Очень скоро из-за створок, ведущих в епископские апартаменты, выглянул бледный секретарь Герсарда. Он был новеньким во дворце, и я мог лишь искренне ему посочувствовать. Его Преосвященство менял секретарей, словно перчатки. И не то чтобы слишком многого требовал. Чаще те сами не выдерживали перепадов епископского настроения и круглосуточных пьянок, прерываемых многочасовой напряженной работой.

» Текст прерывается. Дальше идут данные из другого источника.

Issue #343, opened 2015-10-04
Batch writes to index when requeueing


videlalvaro:
This area could also batch operations when writing to the index.

It's quite critical to have this as fast as possible, since slave promotion into master does requeue'ing

michaelklishin:
@videlalvaro is this still relevant?

videlalvaro:
it could be improved when many rejects are sent at the same time, but I'm not sure the gains will be too big

michaelklishin:
`basic.nack` with `multiple` set to `true` is probably the only realistic scenario.

essen:
Just found out about https://github.com/rabbitmq/rabbitmq-server/commit/d85792bd6fe579b291533deb35cc7166510cac40 (there's already a rabbitmq-server-343 branch it seems). The good news is that what I did is basically the same so I guess I'm on the right tracks. I need to experiment with calling update index twice though. I'll push/open a PR tonight but I'll want to do more testing next week.

PR #585, opened 2016-01-27
Batch writes to the index on requeue

essen:
Flagged "do not merge" because I want to run more tests. But if you do and find out the performances are better or equal, I won't get mad if you merge it.

Fixes https://github.com/rabbitmq/rabbitmq-server/issues/343.


essen:
I have updated to current stable, pushed and this can be merged.

I have done a few more tests, in particular in a cluster with a HA queue, and was not able to see much of a difference before/after this patch. Still this brings this part of the code in line with the rest of the module and should have no negative impact.

Issue #273, opened 2015-08-19
RabbitMQ-wrapper-script breaks if "sed" does not have "-E" option.


nishan:
rabbitmq-wrapper-scripts break if sed does not have "-E" option.

Not all machines have a version of "sed" which supports "-E" option. Perhaps "-r" is a safer option to use.

I found this on a CentOS 5.11 machine.  I tested on CentOS 6 and Debian 7, where I found the same problem.

michaelklishin:
Kudos to @nishan for submitting #275. The change looks good, so it's a matter of small technicalities to get it in.

nishan:
Thanks @michaelklishin. I have raised a new pull request on stable branch.

https://github.com/rabbitmq/rabbitmq-server/pull/276

michaelklishin:
@nishan I will pull your changes manually in a bit.

nishan:
Oops! Sorry.  Let's try one more time?

https://github.com/rabbitmq/rabbitmq-server/pull/277

michaelklishin:
Note: this was in a packaging script and since recent OS X versions have a modern `sed`, this only needed testing on Linux.

dumbbell:
Since RabbitMQ 3.5.2.

PR #593, opened 2016-01-31
Use -r with sed on Linux

### LINKED ISSUE #592: scripts/rabbitmq-env doesn't work with GNU sed 4.2.2
The BSD-style -E option is not recognized, tested in SLES 12 with GNU sed 4.2.2.  The equivalent -r option works (and is recognized in current BSD releases).

```
--- /usr/lib/rabbitmq/lib/rabbitmq_server-3.6.0/sbin/rabbitmq-env.old   2016-01-29 22:24:22.000000000 -0600
+++ /usr/lib/rabbitmq/lib/rabbitmq_server-3.6.0/sbin/rabbitmq-env       2016-01-29 22:24:29.000000000 -0600
@@ -106,7 +106,7 @@
rmq_normalize_path() {
     local path=$1
-    echo "$path" | sed -E -e 's,//+,/,g' -e 's,(.)/$,\1,'
+    echo "$path" | sed -r -e 's,//+,/,g' -e 's,(.)/$,\1,'
}
 rmq_normalize_path_var() {
```

michaelklishin:
Fixes #592.

We previously did the same change in #273 (PR: #275), the file changed there is now at `scripts/rabbitmq-script-wrapper`.

Note that #592 recommends using `-r` unconditionally but that option
is not recognised by sed which ships with OS X.

### DIFF
--- a/scripts/rabbitmq-env
+++ b/scripts/rabbitmq-env
@@ -103,10 +103,15 @@ fi
 
 ##--- Set environment vars RABBITMQ_<var_name> to defaults if not set
 
+SED_OPT="-E"
+if [ $(uname -s) = "Linux" ]; then
+    SED_OPT="-r"
+fi
+
 rmq_normalize_path() {
     local path=$1
 
-    echo "$path" | sed -E -e 's,//+,/,g' -e 's,(.)/$,\1,'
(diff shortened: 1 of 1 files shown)


michaelklishin:
@dumbbell FYI.

michaelklishin:
Submitted against the wrong branch.

PR #599, opened 2016-02-02
Fix uninitialized status_master

bogdando:
Fix multiple nodes may be reported in logs as the running master

Related Fuel bug https://bugs.launchpad.net/bugs/1540936


bogdando:
https://github.com/rabbitmq/rabbitmq-server/pull/600 is the correct one

PR #602, opened 2016-02-03
Streamline checking for cluster partitioning

dmitrymex:
Move check if we are current cluster master to earlier place in code.
That way we will avoid unnecessary operations for master case.


dmitrymex:
@bogdando : hey, what do you think about it?

bogdando:
please hold for a while, I'm testing this

bogdando:
LGTM, thank you!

А нужно признать, что епископ, несмотря на подагру, геморрой (если, конечно, сплетня была правдивой), немалый возраст и многолетнее налегание на еду и выпивку, был крепок, словно вол.
– Его Преосвященство вас просит, – объявил секретарь и с интересом глянул на меня.

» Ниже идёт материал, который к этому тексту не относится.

PR #611, opened 2016-02-04
Auto deleted queue log

### LINKED ISSUE #590: Explicitly log when auto-delete and exclusive queues are deleted
We see users claiming they had message loss while in reality their apps relied on auto-delete and exclusive queues.

Now that we have a revamped logging subsystem, there is no reason why we should not log this at least as `debug` messages, possibly introducing a new logging category, `queues`.

hairyhum:
Fixes #590

Added some functionality to logging:
- Support for old format log to category. 
- Separate sink for `error_logger` messages. Works same way as `rabbit_` sinks.
- Removed rabbitmq lager fork from dependency

### DIFF
--- a/src/rabbit_amqqueue_process.erl
+++ b/src/rabbit_amqqueue_process.erl
@@ -1361,9 +1361,9 @@ handle_pre_hibernate(State = #q{backing_queue = BQ,
 format_message_queue(Opt, MQ) -> rabbit_misc:format_message_queue(Opt, MQ).
 
 log_auto_delete(Reason, Owner, State = #q{ q = #amqqueue{ name = Name } }) ->
-    rabbit_queue:log("Queue deleted automatically: Queue name: ~p Reason: " 
-                         ++ Reason ++ " ~p",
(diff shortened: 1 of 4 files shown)


michaelklishin:
This needs some work, as explained on Slack. It currently uses not particularly clear wording and doesn't distinguish between exclusive and auto-delete queues, which have different removal reasons/events.

src/rabbit_amqqueue_process.erl
```diff
@@ -142,6 +142,8 @@ init_it(Recover, From, State = #q{q = #amqqueue{exclusive_owner = Owner}}) ->
                  {_, Terms} = recovery_status(Recover),
                  BQS = bq_init(BQ, Q, Terms),
                  %% Rely on terminate to delete the queue.
+                 log_auto_delete("Exclusive query connection closed",
```
michaelklishin: You probably mean "queue", not "query". Also, this conflates exclusive and auto-delete queues. That's confusing, please use separate functions with clearer wording (as discussed on Slack).

PR #2956, opened 2021-04-07
Support rabbit_peer_discovery_aws to work with EC2 IMDSv2

thuandb:
Hi, I’m from the Amazon MQ team in AWS. We are proposing the following change to prefer using the EC2 Instance Metadata Service v2 based on [AWS security recommendations](https://aws.amazon.com/blogs/security/defense-in-depth-open-firewalls-reverse-proxies-ssrf-vulnerabilities-ec2-instance-metadata-service/).

## Proposed Changes

The following change is an implementation to support the `rabbit_peer_discovery_aws` plugin to work with EC2 instance metadata service version 2 (IMDSv2). IMDSv2 is a new version of the instance metadata service which adds defense in depth against open firewalls, reverse proxies, and SSRF vulnerabilities. With IMDSv2, every request submitted to the instance metadata service is now protected by session authentication. Specifically, querying IMDSv2 is done in 2 steps:

* Start a session with an HTTP PUT request to IMDSv2. IMDSv2 then returns a secret token.
* Use the secret token to make any HTTP GET request to retrieve interested metadata values such as availability zone, instance role, instance ID, credentials, etc.

Both IMDSv1 and IMDSv2 are available by default on all EC2 instances. This change is backward compatible. If for some reason, it fails to obtain a secret token from IMDSv2, `rabbit_peer_discovery_aws` plugin will automatically fallback to use IMDSv1. 

[Per AWS security recommendation, IMDSv2 is preferable](https://aws.amazon.com/blogs/security/defense-in-depth-open-firewalls-reverse-proxies-ssrf-vulnerabilities-ec2-instance-metadata-service/). A new configuration flag `aws.prefer_imdsv2` is introduced to prefer using IMDSv2. Specifically, if the configuration flag `aws.prefer_imdsv2` is set to true (which is also the default value), the `rabbitmq_peer_discovery_aws` plugin will attempt to use IMDSv2 by retrieving a secret token. If a secret token is received successfully, it will be used in subsequent requests submitted to the Instance Metadata Service. If a secret token cannot be obtained, then subsequent calls will be made to IMDSv1. On the other hand, if  `aws.prefer_imdsv2` is set to false, the `rabbitmq_peer_discovery_aws` plugin will only use IMDSv1 for instance metadata queries. 

### Notes

IMDSv2 secret token retrieval result (both success and failure) is cached and reused. This is to guarantee that there is at most 1 HTTP PUT request is used to request IMDSv2 secret token per session which included multiple HTTP GET requests to query metadata values: instance-id, availability zone, instance role, and credentials. 

## Types of Changes

## Checklist

- [x] I have tested this change on AWS.

### DIFF
--- a/deps/rabbit/priv/schema/rabbit.schema
+++ b/deps/rabbit/priv/schema/rabbit.schema
@@ -1739,7 +1739,9 @@ end}.
 % ===============================
 
 %% @doc Whether or not to prefer EC2 IMDSv2 when querying instance metadata service.
-%% If not set or set to true, EC2 IMDSv2 will be preferred to use first. If fails, IEC2 MDSv1 will be used.
+%% The setting defaults to true. When true, instance metadata will first be attempted using EC2 IMDSv2
+%% and will fall back to EC2 IMDSv1 upon failure.
+%% When false, EC2 IMDSv1 will be used first and no attempt will be made to EC2 IMDSv2..
 %% See https://docs.aws.amazon.com/AWSEC2/latest/UserGuide/configuring-instance-metadata-service.html.
 
 {mapping, "aws.prefer_imdsv2", "rabbit.aws_prefer_imdsv2",
--- a/deps/rabbit/priv/schema/rabbit.schema
+++ b/deps/rabbit/priv/schema/rabbit.schema
@@ -1742,7 +1742,7 @@ end}.
 %% If not set or set to true, IMDSv2 will be preferred to use first. If fails, IMDSv1 will be used.
 %% {aws_prefer_imdsv2, false}
 
-{mapping, "aws_prefer_imdsv2", "rabbit.aws_prefer_imdsv2",
+{mapping, "aws.prefer_imdsv2", "rabbit.aws_prefer_imdsv2",
     [{datatype, {enum, [true, false]}}]}.
 
 
--- a/deps/rabbit/priv/schema/rabbit.schema
+++ b/deps/rabbit/priv/schema/rabbit.schema
@@ -1741,7 +1741,7 @@ end}.
 %% @doc Whether or not to prefer EC2 IMDSv2 when querying instance metadata service.
 %% The setting defaults to true. When true, instance metadata will first be attempted using EC2 IMDSv2
 %% and will fall back to EC2 IMDSv1 upon failure.
-%% When false, EC2 IMDSv1 will be used first and no attempt will be made to EC2 IMDSv2..
+%% When false, EC2 IMDSv1 will be used first and no attempt will be made to EC2 IMDSv2.
 %% See https://docs.aws.amazon.com/AWSEC2/latest/UserGuide/configuring-instance-metadata-service.html.
 
 {mapping, "aws.prefer_imdsv2", "rabbit.aws_prefer_imdsv2",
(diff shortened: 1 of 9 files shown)


michaelklishin (changes requested):
We generally don't reject pull requests over things like this but in this PR, multiple lines
do not use any whitespace when binding or destructuring:

``` erl
{ok, State}=gen_server:call(rabbitmq_aws, get_state)
```

deps/rabbit/priv/schema/rabbit.schema
```diff
@@ -1733,6 +1733,21 @@ end}.
...
+% AWS section
+% ===============================
+
+%% @doc Whether or not to prefer EC2 IMDSv2 when querying instance metadata service.
+%% The setting defaults to true. When true, instance metadata will first be attempted using EC2 IMDSv2
+%% and will fall back to EC2 IMDSv1 upon failure.
+%% When false, EC2 IMDSv1 will be used first and no attempt will be made to EC2 IMDSv2..
+%% See https://docs.aws.amazon.com/AWSEC2/latest/UserGuide/configuring-instance-metadata-service.html.
+
+{mapping, "aws.prefer_imdsv2", "rabbit.aws_prefer_imdsv2",
```
michaelklishin, line 1747: This arguably belongs to `rabbitmq_aws` which can have its own Cuttlefish schema file. Nothing in RabbitMQ uses AWS or is aware of it.

michaelklishin: I should perhaps clarify that RabbitMQ will discover all Cuttlefish schema files under `priv/schema` in every plugin on the code path, so I can't think of a reason why this can't be moved to `rabbitmq_aws`.

See [`rabbit_prelaunch_conf`](https://github.com/rabbitmq/rabbitmq-server/blob/master/deps/rabbit/apps/rabbitmq_prelaunch/src/rabbit_prelaunch_conf.erl#L274-L292) if you are curious how schema file discovery is performed. TL;DR: we simply scan `priv` directories of all applications on the code path :)

deps/rabbitmq_aws/src/rabbitmq_aws_config.erl
```diff
@@ -628,6 +658,23 @@ perform_http_get(URL) ->
...
+  rabbit_log:debug("Querying instance metadata service: ~p", [URL]),
+  httpc:request(get, {URL, instance_metadata_request_headers()},
+    [{timeout, ?DEFAULT_HTTP_TIMEOUT}], []).
+
+-spec get_instruction_on_instance_metadata_error(string()) -> string().
+%% @doc Return error message on failures related to instance metadata service with a reference to AWS document.
+%% end
+get_instruction_on_instance_metadata_error(ErrorMessage) ->
+  ErrorMessage ++
+  " Please refer to the AWS documentation for details on how to configure the instance metadata service: "
```
michaelklishin, line 674: This is a good idea to log a link to a doc guide 👍

deps/rabbit/priv/schema/rabbit.schema
thuandb: Thank you for suggestion. I was afraid of having to add a new schema parser to `rabbitmq_aws` hence tried to reuse `rabbit.schema`. However, per your feedback, I've moved this AWS specific configuration flag to a new file`rabbitmq_aws.schema` in the `rabbitmq_aws/priv/schema` folder.

michaelklishin:
Follow-up PR: #2959.

michaelklishin:
Backported to `v3.8.x`.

Я встретил его взгляд, и он быстренько опустил глаза. Что ж, не многие готовы играть с инквизитором в игру под названием «Кто первый отвернется».
Приемные апартаменты епископа были обустроены чрезвычайно скромно. В первой комнате стояли полукруглый стол и шестнадцать резных кресел. Тут происходили всякие важные совещания. Сказать по правде – происходили весьма редко, ибо епископ не любил говорить на людях, предпочитая доверительные беседы для двух, максимум – трех пар ушей. И вот эти-то беседы проходили во второй комнате, где стоял огромный палисандровый стол-бюро. Его столешница сгодилась бы на палубу для небольшой ладьи. Епископ сидел обычно за одним концом стола (под резными львиными головами), а гостей сажал на другой. В комнате были еще два набитых бумагами секретера, заставленные книгами полки на всю стену и маленький остекленный шкафчик, в котором взблескивали хрустальные бокалы и бутылка-другая хорошего винца. Известно было, что епископ горазд время от времени тем вином угощаться и порой не способен покинуть канцелярию на своих двоих.

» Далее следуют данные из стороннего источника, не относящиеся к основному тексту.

PR #2958, opened 2021-04-08
DO NOT MERGE Only generate guid for classic queues

kjnilsson:
As streams and quorum queues do not need this guid and it creates
unnecessary work and disk use.

### DIFF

– Здравствуй, Мордимер, – сказал он сердечно.
Я с облегчением заметил, что Его Преосвященство вполне свободно сидит в кресле, а руки его не перевязаны бинтами. Это означало, что сегодня его не мучают ни геморрой, ни подагра и все жаждущие могут рискнуть и изложить свои просьбы. По усмешке же и глазам я понял, что епископа не терзают ни похмелье, ни упреки совести, связанные с пьянством (случаи которого были ничуть не лучше приступов подагры). Перед Герсардом стояли наполовину полная бутылка вина и почти пустой бокал, сам же епископ казался слегка навеселе. Повезло бедному Мордимеру – попал в добрый час.
– Что тебя привело? – Его Преосвященство широко повел рукою, веля садиться, – и я послушно примостился на краешек кресла.